Service was ultimately restored after 57 hours, however internally Charter (Spectrum) does not recognize this since it overlapped two maintenance windows. Since the circuit was physically restored to a location that it was intentionally moved away from, we fully expect Charter (Spectrum) to make a second attempt at a maintenance window for another migration. Whether or not Charter (Spectrum) will be able to perform this task correctly remains to be seen.
Roller Network disagrees with Charter (Spectrum)’s position that “maintenance” is not responsible for failing to return a circuit to service, and we further assert that whether or not an outage is planned – in this case clearly poorly planned – performing maintenance is still an outage. The sole difference is contractual as to what refunds may be owed or whether or not such could be considered as default of contract. Our circuit went into loss of service state directly due to “maintenance” and was not returned to service, thus “maintenance” is the root cause. From a customer service perspective the ethical course of action would be to cancel any future maintenance and revert all changes performed for failing to complete such within its designated window, rare or not (it was argued that doing so is unnecessary because maintenance failing to successfully complete a task is a “rare” occurrence). Roller Network does not believe it is a customer’s responsibility to make sure “maintenance” performs their job(s) correctly.
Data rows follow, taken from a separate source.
PR #423, opened 2020-10-29
Make it easier to add new new entry point driver tests

samarsha:
This changes the entry point driver test cases from being indexed by their position in the file to being indexed by a name. This makes it easier to add new tests without needing to update the indices of all the tests that come after the newly added test.

It also adds a new test to make sure that an entry point callable with the same name as the parent namespace is supported (see microsoft/qsharp-compiler#711).

### DIFF
--- a/src/Simulation/EntryPointDriver.Tests/Tests.fs
+++ b/src/Simulation/EntryPointDriver.Tests/Tests.fs
@@ -34,7 +34,7 @@ let private intrinsicFile = Path.GetFullPath "Intrinsic.qs"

Editorial Note: This incident highlights why working with a small business like Roller Network is better than a large company. At no time did our account manager (who was CC’d on all correspondence) offer to step in to help or escalate our case, nor did they follow up to see if our issue was being handled properly. Charter (Spectrum)’s maintenance group, the group one would expect to know exactly what they did to break our circuit, disregarded our issue as a problem for another group since it ceases to be their problem past 6AM even if they fail to restore it working condition by that time. At Roller Network, we do not pass blame between departments, and we always strive make sure our customer’s are in working order – it’s literally our job. Our business with Charter (Spectrum) was treated as unimportant and ultimately irrelevant.